# Dove aviary suggestions?



## KrysKritters (Dec 15, 2011)

So I have been MIA for a while but I am getting ready to build a summer aviary on my deck for the pair of ring neck doves I have. I am also taking in a homeless button quail that lost his mate and is lonily. I hope to build the aviary for them to enjoy some large space in spring/summer/fall. I plan to bring them inside for winter. 

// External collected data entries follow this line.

PR #1919, opened 2017-09-18
GC micro-optimizations

rainers:
These are a few optimizations I recently noticed while staring at the precise GC. 
Benchmarks are not very stable, but show an improvement of 1 to 5 %. The graph shows the incremental performance change from bottom to top in percent, unfortunately not in the order of the commits:

grafik

### DIFF
--- a/src/gc/impl/conservative/gc.d
+++ b/src/gc/impl/conservative/gc.d
@@ -2021,11 +2021,11 @@ struct Gcx
                 // because it's ignored for small object pools anyhow.
                 auto offsetBase = offset & notbinsize[bin];
                 biti = offsetBase >> Pool.ShiftBy.Small;
-                base = pool.baseAddr + offsetBase;
                 //debug(PRINTF) printf("\t\tbiti = x%x\n", biti);
 
                 if (!pool.mark.set(biti) && !pool.noscan.test(biti))
                 {
+                    base = pool.baseAddr + offsetBase;
                     top = base + binsize[bin];
                     goto LaddRange;
                 }
@@ -2055,7 +2055,6 @@ struct Gcx
             else if (bin == B_PAGEPLUS)
             {
                 pn -= pool.bPageOffsets[pn];
-                base = pool.baseAddr + (pn * PAGESIZE);
                 biti = pn * (PAGESIZE >> Pool.ShiftBy.Large);
 
                 pcache = cast(size_t)p & ~cast(size_t)(PAGESIZE-1);
@@ -2064,6 +2063,7 @@ struct Gcx
 
                 if (!pool.mark.set(biti) && !pool.noscan.test(biti))
                 {
+                    base = pool.baseAddr + (pn * PAGESIZE);
                     top = base + pool.bPageOffsets[pn] * PAGESIZE;
                     goto LaddRange;
                 }
--- a/src/gc/impl/conservative/gc.d
+++ b/src/gc/impl/conservative/gc.d
@@ -1935,6 +1935,8 @@ struct Gcx
     private:
         void grow()
         {
+            pragma(inline, false);
+
             enum initSize = 64 * 1024; // Windows VirtualAlloc granularity
             immutable ncap = _cap ? 2 * _cap : initSize / ScanRange.sizeof;
             auto p = cast(ScanRange*)os_mem_map(ncap * ScanRange.sizeof);
--- a/src/gc/impl/conservative/gc.d
+++ b/src/gc/impl/conservative/gc.d
@@ -2113,7 +2113,7 @@ struct Gcx
         p1 = cast(void**)next.pbot;
         p2 = cast(void**)next.ptop;
         // printf("  pop [%p..%p] (%#zx)\n", p1, p2, cast(size_t)p2 - cast(size_t)p1);
-        goto Lagain;
+        goto LnextBody;
     }
 
     // collection step 1: prepare freebits and mark bits
--- a/src/gc/impl/conservative/gc.d
+++ b/src/gc/impl/conservative/gc.d
@@ -1980,6 +1980,7 @@ struct Gcx
         //printf("marking range: [%p..%p] (%#zx)\n", p1, p2, cast(size_t)p2 - cast(size_t)p1);
     Lnext: for (; p1 < p2; p1++)
         {
+        LnextBody:
             auto p = *p1;
 
             //if (log) debug(PRINTF) printf("\tmark %p\n", p);
@@ -2009,6 +2010,7 @@ struct Gcx
                 size_t pn = offset / PAGESIZE;
                 Bins   bin = cast(Bins)pool.pagetable[pn];
                 void* base = void;
+                void* top = void;
 
                 //debug(PRINTF) printf("\t\tfound pool %p, base=%p, pn = %zd, bin = %d, biti = x%x\n", pool, pool.baseAddr, pn, bin, biti);
 
@@ -2022,10 +2024,10 @@ struct Gcx
                     base = pool.baseAddr + offsetBase;
                     //debug(PRINTF) printf("\t\tbiti = x%x\n", biti);
 
-                    if (!pool.mark.set(biti) && !pool.noscan.test(biti)) {
-                        stack[stackPos++] = ScanRange(base, base + binsize[bin]);
-                        if (stackPos == stack.length)
-                            break;
+                    if (!pool.mark.set(biti) && !pool.noscan.test(biti))
+                    {
+                        top = base + binsize[bin];
+                        goto LaddRange;
                     }
                 }
                 else if (bin == B_PAGE)
@@ -2044,10 +2046,10 @@ struct Gcx
                     if(!pointsToBase && pool.nointerior.nbits && pool.nointerior.test(biti))
                         continue;
 
-                    if (!pool.mark.set(biti) && !pool.noscan.test(biti)) {
-                        stack[stackPos++] = ScanRange(base, base + pool.bPageOffsets[pn] * PAGESIZE);
-                        if (stackPos == stack.length)
-                            break;
+                    if (!pool.mark.set(biti) && !pool.noscan.test(biti))
+                    {
+                        top = base + pool.bPageOffsets[pn] * PAGESIZE;
+                        goto LaddRange;
                     }
                 }
                 else if (bin == B_PAGEPLUS)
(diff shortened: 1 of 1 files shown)


ibuclaw:
Do we have a set of benchmark tests for the GC? How feasible would it be to walk through all history of the GC implementation, running these tests after every change and pushing that out to a statistics / analysis tool.

I'm not convinced that we can really accurately gauge performance of the GC in the current way these sort of PRs are done - usually by comparing the difference between A and B.

rainers:
> Do we have a set of benchmark tests for the GC? 

They are in druntime/benchmark/gcbench

> How feasible would it be to walk through all history of the GC implementation, running these tests after every change and pushing that out to a statistics / analysis tool.

That's what https://blog.thecybershadow.net/2015/05/05/is-d-slim-yet/ did, though not for the GC benchmarks. Unfortunately it is currently broken because the data set has grown too large.

MartinNowak:
> I'm not convinced that we can really accurately gauge performance of the GC in the current way these sort of PRs are done - usually by comparing the difference between A and B.

? We do run those comparisons for every GC change, so we should keep getting better, at least regarding the GC implementation.

src/gc/impl/conservative/gc.d
```diff
@@ -2022,10 +2024,10 @@ struct Gcx
...
                     //debug(PRINTF) printf("\t\tbiti = x%x\n", biti);
 
-                    if (!pool.mark.set(biti) && !pool.noscan.test(biti)) {
-                        stack[stackPos++] = ScanRange(base, base + binsize[bin]);
-                        if (stackPos == stack.length)
-                            break;
+                    if (!pool.mark.set(biti) && !pool.noscan.test(biti))
+                    {
+                        top = base + binsize[bin];
+                        goto LaddRange;
```
MartinNowak: There you go :).

src/gc/impl/conservative/gc.d
```diff
@@ -2060,35 +2062,40 @@ struct Gcx
...
+                if (p1 + 1 < p2) // *p1 already scanned
+                    toscan.push(ScanRange(p1 + 1, p2));
+                // reverse order for depth-first-order traversal
+                foreach_reverse (ref rng; stack)
+                    toscan.push(rng);
+                stackPos = 0;
+                // continue with last stack entry
+                p1 = cast(void**)base;
+                p2 = cast(void**)top;
+                goto LnextBody; // skip increment and check
```
MartinNowak: That's a second loop around/inside the loop, can we keep reusing the Lagain part for that?
Maybe by hoisting the `next` variable and setting it here `next = ScanRange(base, top)`, then jumping to the `p1 = cast(void**)next.pbot;` part.
Seems a bit cleaner to me and the case of the local stack overflowing is rare enough to not worry about 2 cycles or so.

src/gc/impl/conservative/gc.d
```diff
@@ -2113,7 +2113,7 @@ struct Gcx
         p1 = cast(void**)next.pbot;
         p2 = cast(void**)next.ptop;
         // printf("  pop [%p..%p] (%#zx)\n", p1, p2, cast(size_t)p2 - cast(size_t)p1);
-        goto Lagain;
+        goto LnextBody;
```
MartinNowak: remove Lagain label

src/gc/impl/conservative/gc.d
```diff
@@ -2629,6 +2629,8 @@ struct Pool
 
     bool isLargeObject;
 
+    enum shiftBySmall = 4;
+    enum shiftByLarge = 12;
     uint shiftBy;    // shift count for the divisor used for determining bit indices.
```
MartinNowak: Nice, how about using an enum.
```d
enum ShiftBy : ubyte
{
    small = 4,
    large = 12,
}
ShiftBy shiftBy;
```

src/gc/impl/conservative/gc.d
```diff
@@ -1984,114 +1984,114 @@ struct Gcx
...
+
+                if (low > high)
+                    continue Lnext;
+            }
+            size_t offset = cast(size_t)(p - pool.baseAddr);
+            size_t biti = void;
+            size_t pn = offset / PAGESIZE;
+            Bins   bin = cast(Bins)pool.pagetable[pn];
+            void* base = void;
+            void* top = void;
```
MartinNowak: Nesting loops is really just a bad habit ;).

src/gc/impl/conservative/gc.d
```diff
@@ -1984,114 +1984,114 @@ struct Gcx
...
-                // Adjust bit to be at start of allocated memory block
-                if (bin < B_PAGE)
+            // Adjust bit to be at start of allocated memory block
+            if (bin < B_PAGE)
+            {
+                // We don't care abou setting pointsToBase correctly
+                // because it's ignored for small object pools anyhow.
+                auto offsetBase = offset & notbinsize[bin];
+                biti = offsetBase >> pool.shiftBySmall;
+                base = pool.baseAddr + offsetBase;
```
MartinNowak: Common code, less icache/uop-cache pressure :).

MartinNowak:
Just reran the tests, haven't seen that OOM error before.
https://ci.dlang.io/blue/organizations/jenkins/dlang-org%2Fdruntime/detail/PR-1919/1/pipeline/175#step-488-log-45

rainers:
> Just reran the tests, haven't seen that OOM error before.

The autotester also hangs rather consistently for Linux_32. I wasn't able to reproduce both failures locally, though. No idea what could be causing this.

src/gc/impl/conservative/gc.d
```diff
@@ -2080,7 +2080,8 @@ struct Gcx
         {
             // local stack is full, push it to the global stack
             assert(stackPos == stack.length);
-            toscan.push(ScanRange(p1, p2));
+            if (p1 + 1 < p2)
```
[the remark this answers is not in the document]
rainers: > That would be better added in the above loops where we break without incrementing the pointer.

Incrementing could be done unconditionally, but I think having a simple common subexpression here might be better than writing back the value to p1.

> In fact you can just factor this out as common code between all branches.

That way you have to calculate `top` unconditionally. I guess it could be slightly better to also move the calculation of `base` into the conditional.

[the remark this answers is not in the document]
rainers: > Could help a bit to better fit the normal loop body in the µop-cache.

`toscan.push()` increases the loop size quite a bit because `ScanRange.grow()` is inlined. Disabling that with `pragma(inline, false)` didn't have any impact on performance, though.

rainers:
> Off-topic: How does GC performance compare between DMD, GDC and LDC?

According to my recent tests LDC seems about 40% faster, both in overall time and GC time. I don't have a reasonable GDC version on Windows.

rainers:
Addressed all comments but the loop changes. I'll try another simplification.

rainers:
Finally figured the cause of the failures, though I don't get why cleraing `pcache` is necessary. @MartinNowak, do you remember why it needed to be included in the Lagain loop?

The mark loop is now simplified to only use forward jumps and standard backward continuation. I also noticed a few more redundant operations.

ibuclaw:
> Finally figured the cause of the failures, though I don't get why cleraing pcache is necessary.

Just guess from me after looking at the loop. Could it happen that you have two ranges next to each other? - ie: pcache is both the end of the previous and start of the current range.

MartinNowak:
> Finally figured the cause of the failures, though I don't get why clearing pcache is necessary. 

Hihi, changing sth. w/o understanding why doesn't count as "figuring out" ;).

> @MartinNowak, do you remember why it needed to be included in the Lagain loop?

No I merely preserved the existing semantics.
https://github.com/MartinNowak/druntime/commit/85f392dba41d48368b7b00e7ac7a9a4e6beeffab#diff-6f1ab0423fff9dcd084ecf9a677dc426R2391

Actually it looks confusing that we don't make a small 16-byte bin
https://github.com/dlang/druntime/blob/4ee45696e13786d4e282876e01d5114ec83d0db1/src/gc/impl/conservative/gc.d#L2010
just because it's on the same page (4KB) as the previous element.
https://github.com/dlang/druntime/blob/4ee45696e13786d4e282876e01d5114ec83d0db1/src/gc/impl/conservative/gc.d#L1982-L1983

Am I misreading this?

MartinNowak:
Ah, a bit easier to see that `pcache` isn't set for `< B_PAGE` pages when this code wasn't so regressed as currently.
www.dsource.org/projects/tango/browser/trunk/tango/core/rt/gc/basic/gcx.d#L2243

src/gc/impl/conservative/gc.d
```diff
@@ -2012,94 +2022,106 @@ struct Gcx
...
+                    biti = offset >> Pool.ShiftBy.Large;
                     //debug(PRINTF) printf("\t\tbiti = x%x\n", biti);
 
                     pcache = cast(size_t)p & ~cast(size_t)(PAGESIZE-1);
+                    base = cast(void*)pcache;
 
                     // For the NO_INTERIOR attribute.  This tracks whether
                     // the pointer is an interior pointer or points to the
                     // base address of a block.
-                    bool pointsToBase = (base == sentinel_sub(p));
```
MartinNowak: Was it necessary to remove that name?
Even dmd should be able to optimize this and deciphering `base != sentinel_sub(p)` isn't trivial.

MartinNowak:
I don't see why `pcache` needs to be reset. What's ugly is that it's set before marking, but shouldn't be a problem.
Honestly we should stop throwing time at this crappy code. The algorithmic deficiencies are a much bigger problem and the codebase is beyond repair/maintainability.

src/gc/impl/conservative/gc.d
rainers: > Even dmd should be able to optimize

Unfortunately, it it doesn't just use the comparison in the following `if`, but stores the result to a byte with `sete` and uses that, adding a number of gratuitious instructions.

rainers:
Thanks @ibuclaw and @MartinNowak for looking into this.

> Just guess from me after looking at the loop. Could it happen that you have two ranges next to each other? - ie: pcache is both the end of the previous and start of the current range.

I don't see how `pcache` can point to two ranges at the same time.

For my own sanity: `pcache` points to the last GC managed 4k page that is found to be referenced and is inside a large pool, i.e. there is no other object on that page. As the object containing the page has been marked and its range has been added to the stack for scanning there is no need to look at pointers referencing the same page.
AFAICT that does not invalidate if the mark loop switches to another range. The test failures suggest it does, though.

rainers:
> What's ugly is that it's set before marking, but shouldn't be a problem.

I think it's not so bad, as this shortcuts tests that point to the same page even if it is already marked. Otherwise it would only work for subsequent references of the first hit.

> Honestly we should stop throwing time at this crappy code. The algorithmic deficiencies are a much bigger problem and the codebase is beyond repair/maintainability.

I'm not sure it is so bad. Last time I checked the GC was faster for manually managed memory than C's malloc/free on Windows (not considering the additional benefit of not having to call addRange/removeRange).

My actual motivation was improving the precise GC, though, so that it would pass your review ;-) Adding these seemingly simple optimizations there only would bias the benchmark results if not applied to the standard GC, too.

rainers:
Here's a graph of new benchmarks of the time spent in the GC for master, the version of the initial PR (intermediate) and the current PR (microopt):

grafik

MartinNowak:
> I'm not sure it is so bad. Last time I checked the GC was faster for manually managed memory than C's malloc/free on Windows (not considering the additional benefit of not having to call addRange/removeRange).

Are you comparing that against dmc's libc malloc/free?

MartinNowak:
BTW, I've recently started to use plots with error intervals for benchmarks, should I write a short R plot script for the runbench tool as well?

MartinNowak:
> My actual motivation was improving the precise GC, though, so that it would pass your review ;-) Adding these seemingly simple optimizations there only would bias the benchmark results if not applied to the standard GC, too.

The requirements for that remain straightforward, only very little performance decrease for existing programs, and only small API/maintainability commitments.

rainers:
> The requirements for that remain straightforward, only very little performance decrease for existing programs, and only small API/maintainability commitments.

That's why I meant I should have left these micro-optimzations for the precise GC to compensate for some performance losses ;-)

rainers:
> Are you comparing that against dmc's libc malloc/free?

That comparison is some time ago, this is the respective comment: https://github.com/dlang/druntime/pull/739#issuecomment-37757466. I'm not sure whether the dmc lib was already just a wrapper for the Windows HeapAllocate functions as with the MS libraries. The Windows functions might have improved in the meantime, too.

Any ideas or suggestions? I was thinking 30" x 30" and 5 or 6 feet tall.


----------



## pigeonlover123 (Jun 12, 2012)

I had a pair of button quail, but then the girl died. The boy was soooo lonely, he would call, and call but there was no one there. But, finally after like two months of searching, we finally found him a girl.


----------



## KrysKritters (Dec 15, 2011)

That is why I am going to put him with my doves... hopefully he won't be so lonily then. If not then searching I will go...


----------



## birdofthegauntlet (Jul 10, 2012)

I've always had this idea that I would have an open window in the birdroom, inside would be their cage and it would be connected to an outside fly pen. I've heard of people who live in apartments and do it for their homers but not me yet...


----------



## Jay3 (May 4, 2008)

KrysKritters said:


> So I have been MIA for a while but I am getting ready to build a summer aviary on my deck for the pair of ring neck doves I have. I am also taking in a homeless button quail that lost his mate and is lonily. I hope to build the aviary for them to enjoy some large space in spring/summer/fall. I plan to bring them inside for winter.
> 
> Any ideas or suggestions? I was thinking 30" x 30" and 5 or 6 feet tall.



Will 30X30 be large enough to give them an area where they can get out of the sun and into some shade if they need to? They need to be able to get out of the sun if too warm.


----------